The Council has an opportunity to help judges do a better job in awarding fees and to provide the public with an opportunity to evaluate those fees. The report should recommend the creation of a comprehensive database of Delaware fiduciary litigation that includes information on attorney effort and fee awards. Setting up such a database would require only modest investment, and it would have the potential to save stockholders hundreds of millions of dollars over time. Once the database is created, it could be maintained at minimal cost under the supervision of the Court of Chancery. This database would also show the investing public that Delaware is committed to protecting stockholder funds and is serious about getting fee awards right.

Having collected data on representative litigation in thousands of cases, here is how we think such a database—the Delaware Fiduciary Litigation Repository—could work. Every lawyer filing a stockholder suit against a public company under Delaware Court of Chancery Rule 23 (class actions) or Rule 23.1 (derivative suits) would be required to file a simple form with the court at the end of the litigation. This form would be no more than 1-2 pages and would include three types of information.

First, the filing would include the name of the judge, the plaintiff(s), and the plaintiffs’ law firms potentially receiving fees from the case, including referring lawyers. The filing should also include whether specified allegations that make recovery more or less likely have been included in the complaint, such as the presence of a controlling shareholder, inadequate disclosures concerning a merger or acquisition, or lack of board oversight. The filing should also indicate whether the complaint was based on the results of a Section 220 books and records demand.

Second, the filing would provide information about the case’s resolution. The filing would include whether the case was dismissed (and whether the dismissal was voluntary or involuntary), settled, or ended in a judgment. The filing should also reflect the stages of litigation—was a motion to dismiss, a motion for summary judgment, and/or a motion for class certification filed, and was there a trial? If there was a settlement or judgment, the filing would include the monetary amount of the settlement or judgment, as well as any non-monetary consideration, such as corporate governance reforms.

Finally, and most critically, the filing would include basic information from all cases— dismissed or settled—about the work of the plaintiffs’ attorneys. That would include the names of the plaintiffs’ law firms that worked on the case, their hours, lodestar, and expenses, all broken down by stage of litigation. If there was a settlement or judgment, the filing would include both the requested and awarded attorneys’ fees, expenses, and any incentive awards paid to the representative plaintiff. If a mootness fee was paid, the consideration for the mootness fee and the amount of the fee would need to be disclosed.

Collecting data on the work and expenses for all cases, not just the ones that end in settlement or judgment, would allow for meaningful assessment of the actual risk that plaintiffs’ lawyers face in representative litigation in the Court of Chancery. How many hours do lawyers invest before a voluntary dismissal?
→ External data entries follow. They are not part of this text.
PR #106, opened 2021-08-27
Fix incorrect return value check on spdm_create_measurement_signature.

### LINKED ISSUE #80: Incorrectly checked return value on spdm_create_measurement_signature
In measurements.c, we call the function spdm_create_measurement_signature, and check its return value with RETURN_STATUS(x) macro.

https://github.com/DMTF/libspdm/blob/8daea2f4f61673ca39ef8a10100917c483e1125c/library/spdm_responder_lib/measurements.c#L517-L520

However the function returns boolean, and the return status macro casts the boolean to an int, to check for negative number. This can never be the case. Therefore, the return value of this is effectively ignored.

The function should be changed to either returning a return_status, or the error checking should be changed.

taprinz:
Fixes #80 

spdm_create_measurement_signature returns boolean, while the existing code checks for negative value as failure return status. This check will never be true, so we can quietly fail spdm_create_measurement_signature and continue on.

Fixing return value check to ensure we catch failure.


jyao1:
@taprinz "merge commit" is not allowed. Please always use "rebase and merge".

Please remove below:
Merge pull request #1 from taprinz/taprinz_check_retval …
Merge branch 'DMTF:main' into main
Merge branch 'DMTF:main' into main

jyao1:
@taprinz please also remove unnecessary revert
Revert "fixing incorrect return value check" …

I see only one commit is really needed. Please rebase and update the patch series to only include this valid one.

taprinz:
Closing. Will create new pull request with valid commit history.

A motion to dismiss? Summary judgment or class certification? Without knowing how many hours are invested in cases that do not pan out, it is impossible to assess the risk of cases that do.

Delaware has recognized that determining fee awards is a “difficult policy issue” that should reflect the state’s “commitment to striking the right balance” for the state, investors, and corporations. SCR No. 17. Relying on judges’ intuitions to award fees in stockholder litigation conceals this process in a black box. The Council could serve Delaware’s interests by recommending that the state replace that black box with fees based on facts and data. This approach would not only help judges, but also allow the public to evaluate fee awards, thereby promoting transparency and accountability.